Note that you could do this a little more safely using python 3's exec or python 2's execfile where you could limit the namespace of the user's function by passing the dictionary {'__builtins__':None} as the global dictionary
#python3.x
allowed=vars(__builtins__).copy()
allowed['__import__']=None
exec("import os",{'__builtins__':None},allowed) #raises ImportError
exec("print(abs(-4))",{'__builtins__':None},allowed) #prints 4 as you'd expect.
I would expect the same thing to work with execfile under python2.x provided you wrote the string to a temporary file...
EDIT (to address the comments below)
The example that you provide with eval could be done a little more simply:
a=5
b=eval('a+5') #b == 10
However, this isn't what you asked for. What you asked for was that the user could write a function, e.g.:
def f(a):
return a+5
The former case will work, but the user needs to know that the variable name is 'a'.
a=5
b=eval('x+5') #won't work -- x isn't defined
They also need to know how to add the vectors -- (If you're using numpy arrays that's trivial, but I thought I would mention it just in case you're not). And, they can't make complex expressions (long expressions using multiple conditionals, loops, etc.) without a decent amount of work and head-scratching.
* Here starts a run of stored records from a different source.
PR #3824, opened 2026-01-21
Fix cgroup v2 swap-only memory metrics for KIND

AkshatDudeja77:
This change fixes reporting of swap-only memory metrics for cgroup v2.

Previously, swap usage was either missing or incorrectly derived. This update
adds proper parsing and exposure of swap-only usage so that metrics such as
container_memory_swap and related fields reflect actual cgroup v2 behavior.

Tested locally on cgroup v2 (WSL2) and verified metrics via /metrics endpoint.

### DIFF
--- a/container/libcontainer/handler.go
+++ b/container/libcontainer/handler.go
@@ -814,7 +814,7 @@ func setMemoryStats(s *cgroups.Stats, ret *info.ContainerStats) {
 	if cgroups.IsCgroup2UnifiedMode() {
 		ret.Memory.Cache = s.MemoryStats.Stats["file"]
 		ret.Memory.RSS = s.MemoryStats.Stats["anon"]
-		ret.Memory.Swap = s.MemoryStats.SwapUsage.Usage - s.MemoryStats.Usage.Usage
+		ret.Memory.Swap = s.MemoryStats.SwapOnlyUsage.Usage
 		ret.Memory.MappedFile = s.MemoryStats.Stats["file_mapped"]
 	} else if s.MemoryStats.UseHierarchy {
 		ret.Memory.Cache = s.MemoryStats.Stats["total_cache"]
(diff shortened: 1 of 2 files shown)


AkshatDudeja77:
I’ve signed the Google CLA. Could you please recheck?

dims:
@AkshatDudeja77 the PR is not complete. just adding a file in vendor/ is not going to help from what i can tell.

ajaysundark:
The description is misleading. it is not that cgroupv2 swap/stats collection is not working, but it is not working for "kind".

The file added in this PR is from [opencontainers/cgroups](https://github.com/google/cadvisor/blob/566cb6326fb0804aa9f960723be74993ba4d6dc1/go.mod#L23) which is the module used by cadvisor for stats collection. And from what I can see here: https://github.com/opencontainers/cgroups/blob/e0c56cb31dcb3cb2b3d1554b20dd01ced32e2a2b/fs2/memory.go#L115-L119 cgroupv2 swap collection is correctly handled.

I dont see any code changes in this file, it seems to be just a plain import. did you miss to add your changes in the cadvisor itself?

ajaysundark:
/retitle Fix cgroup v2 swap-only memory metrics for KIND

AkshatDudeja77:
Thanks for the clarification. I agree that this issue is specific to KIND. I’ve updated the PR title accordingly and will add the missing cAdvisor-side changes.

AkshatDudeja77:
This PR fixes incorrect swap reporting under cgroup v2.

Previously, cAdvisor derived swap as SwapUsage - MemoryUsage, which is incorrect for cgroup v2.

The fix ensures swap metrics are sourced from cgroup v2 swap-only accounting, aligning container stats with kernel semantics and Prometheus metrics output.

The latter case is a little better (in my opinion) because it is much more general. You can get the function using the method I described (removing the part in there where I actually run the function) and the user can use any variable name(s) they want -- then you just use their function. They can also do things like loops, and use expressions that are much more complex than you could do in a single line with eval. The only thing you pay for this is that the user needs to write def func(...): and return some_value at the end of it which if they know python should be completely intuitive.
ss="""
def foo(x):
return 5+x
"""
a=5
func=run_user(ss)
result=func(a) #result = 10
This also has the advantage that the string doesn't need to be re-parsed every time you want to call the function. Once you have func, you can use it however/whenever you want. Also note that with my solution, you don't even need to know the name of the function the user defined. Once you have the function object, the name is irrelevant.